[Start of section]
PR #58, opened 2023-02-15
Refactor/connection config

jneo8:
Move connection from top layer info controller's config.

The config format is really confuse people after we have the default config. We shouldn't allow two different way to provide the default.

The PR is following PR after #57

### DIFF
--- a/juju_spell/config.py
+++ b/juju_spell/config.py
@@ -77,7 +77,7 @@ class PortRange(String):
     """A template specific for port range."""
 
     def convert(self, value: Any, view: confuse.ConfigView) -> range:
-        """Check and convert port-range string to tuple."""
+        """Check and convert port_range string to tuple."""
         value = super().convert(value, view)
         start_port, end_port = value.split(":")
         return range(int(start_port), int(end_port))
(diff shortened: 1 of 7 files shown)


esunar (approved):

juju_spell/config.py
```diff
@@ -137,6 +137,13 @@ def value(self, view, template=None):
                             String(DESTINATION_REGEX, "Invalid jump definition")
                         )
                     ),
+                    "port_range": confuse.Optional(
```
rgildein, line 140: this should be `port-range`

rgildein (changes requested):
Small fix required.

juju_spell/config.py
jneo8: There are two reasons I change all `port-range` to `port_range`.

1. Same format for all the config. We use variables with underscore like `ca_cert`, `display_name`, etc. But we only use dash for `port-range`.
2. Because we use confuse to load yaml and load it into python's datacalss. Confuse seems not covert dash to underscore for us, which should be a basic behavior for python's configuration library, unfortunately confuse is not in the role. So to have a *clear* definition in python's dataclass, we need to change it to underscore.

esunar: I agree with @jneo8 to compatible with python standards it would be good to be underscore.

rgildein: My bad, I thought that in code you used `port-range`, but you renamed it everywhere.
Yes we need to use `_` for those, because we are passing it to dataclass object, where we could not have `port-range` as variable.

rgildein (approved):
LGTM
[End of section]
**Task to carry out**
All lines from the beginning of the entries through the line marked "2. Because we" are to be output exactly; nothing else belongs in the answer.

**Solution to this task**
PR #58, opened 2023-02-15
Refactor/connection config

jneo8:
Move connection from top layer info controller's config.

The config format is really confuse people after we have the default config. We shouldn't allow two different way to provide the default.

The PR is following PR after #57

### DIFF
--- a/juju_spell/config.py
+++ b/juju_spell/config.py
@@ -77,7 +77,7 @@ class PortRange(String):
     """A template specific for port range."""
 
     def convert(self, value: Any, view: confuse.ConfigView) -> range:
-        """Check and convert port-range string to tuple."""
+        """Check and convert port_range string to tuple."""
         value = super().convert(value, view)
         start_port, end_port = value.split(":")
         return range(int(start_port), int(end_port))
(diff shortened: 1 of 7 files shown)


esunar (approved):

juju_spell/config.py
```diff
@@ -137,6 +137,13 @@ def value(self, view, template=None):
                             String(DESTINATION_REGEX, "Invalid jump definition")
                         )
                     ),
+                    "port_range": confuse.Optional(
```
rgildein, line 140: this should be `port-range`

rgildein (changes requested):
Small fix required.

juju_spell/config.py
jneo8: There are two reasons I change all `port-range` to `port_range`.

1. Same format for all the config. We use variables with underscore like `ca_cert`, `display_name`, etc. But we only use dash for `port-range`.
2. Because we use confuse to load yaml and load it into python's datacalss. Confuse seems not covert dash to underscore for us, which should be a basic behavior for python's configuration library, unfortunately confuse is not in the role. So to have a *clear* definition in python's dataclass, we need to change it to underscore.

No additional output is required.